Colors in Soap – how are they created and what should you use?
Natural colorants are typically thought of as those that come directly from nature. We use many of these in our soaps. Depending on the specific soap, our coloring process may include one or more of the following natural ingredients.
- Red: Molasses, cranberries, pomegranates, red beets
- Black: Charcoal clay
- Purple: Blackberries
- Yellow: Goldenrod, curry, powdered lemon peel, yellow silt clay, mustard,turmeric,
- Green: Spirulina, spinach, kale, chlorella, liquid chlorophyll, kelp powder, avocado
- Blue: Blue Thai tea, red cabbage infusion, blueberries, carmine
- Pink: Cherries, raspberries, strawberries, paprika, rose petals, hibiscus flowers
- Brown: Tea, coffee, cocoa powder
- Orange: Carrot juice, pumpkin
It can be a significant challenge to get the bright, popular colors that consumers really like in their soaps. The next level of pigmentation in soap is often obtained from oxides. Oxides are based in nature. Only lab produced oxides are approved for use in the cosmetic industry by the FDA. This is to protect public safety. It was discovered that powders, rouge and other makeup contained heavy metals in the 1920’s and 1930’s. If it is mined from the earth, the potential exists for lead, arsenic, and mercury among others. The FDA requires all pigment powders to be created in laboratories. Most notable are the iron oxides which include yellow, orange, red, brown and black must meet FDA standards to be used in cosmetics. Chemically speaking….today’s oxide pigments are “nature identical” meaning their chemical composition is the same as the original, only the impurities have been removed. The processing is different, the end result on a molecular level is the same. We do use oxides in a some of our soaps. This is noted in the ingredient section of each soap.
Note: By having a chemical education and background, I do trust certain lab produced materials. Chemistry can make the world a less toxic place depending on the application. Synthetic does not always equal bad, nor does natural always equal safe.
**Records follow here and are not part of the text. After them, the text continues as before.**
Issue #10099, opened 2020-10-19
MSSQL + DBeaver creating indexes...


ravenlost:
Hello, 

How can I create a non-clustered index ? When I right click on the Indexes folder from a table, select **Create New Index**, I cannot change the Type. It's grayed out on "Other". 

Also, it would be nice if we could give a custom name to our indexes right from that screen.

P.S. running DBeaver 7.2.3 on Linux.

Thanks!!
Pat

uslss:
seems it is not implemented.
Your issue is marked as a feature request.
Thanks for suggestion

ravenlost:
> seems it is not implemented.
> Your issue is marked as a feature request.
> Thanks for suggestion

Thank you.

LonwoLonwo:
I added two general types to choose from - non-clustered and clustered. And left the default (that is, in fact, non-clustered)

ravenlost:
> I added two general types to choose from - non-clustered and clustered. And left the default (that is, in fact, non-clustered)

Awesome! Thank you :+1:

uslss:
verified

PR #10333, opened 2020-11-12
#10099 ability to choose Index type via Index UI creation added

LonwoLonwo:
2020-11-12 20_02_04-DBeaver Enterprise 7 3 0 - TestTable


serge-rider:
Please turn Other into Default and make it the default option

If there is one area of mass confusion, it is micas. Some micas are natural and some are not. It depends on the source of their color. Many “purists” proclaim micas are not natural and frighten consumers. Micas that are not natural contain FD&C dyes and these are typically the ones that have the very brightest colors. We do not use them to color the soaps. Even if we wanted to, they do not work in cold process soap. Mica needs light to be sparkly and reflective, it is most often used in transparent and clear soaps. Cold process soap and specifically, goat milk soap is opaque, so the color would be lost in the mix and would eventually settle out to the bottom. We use a few natural micas to give a sheen to the top of a few select soaps. The amount used is in micrograms.
We market our soaps as being colored naturally. We do color testing as we create new batches for color stability. As certified artisans, we understand the differences and their correct use in varying applications. There are many “artificial ingredients” that absolutely should be avoided, some synthetic versions are created to protect the public.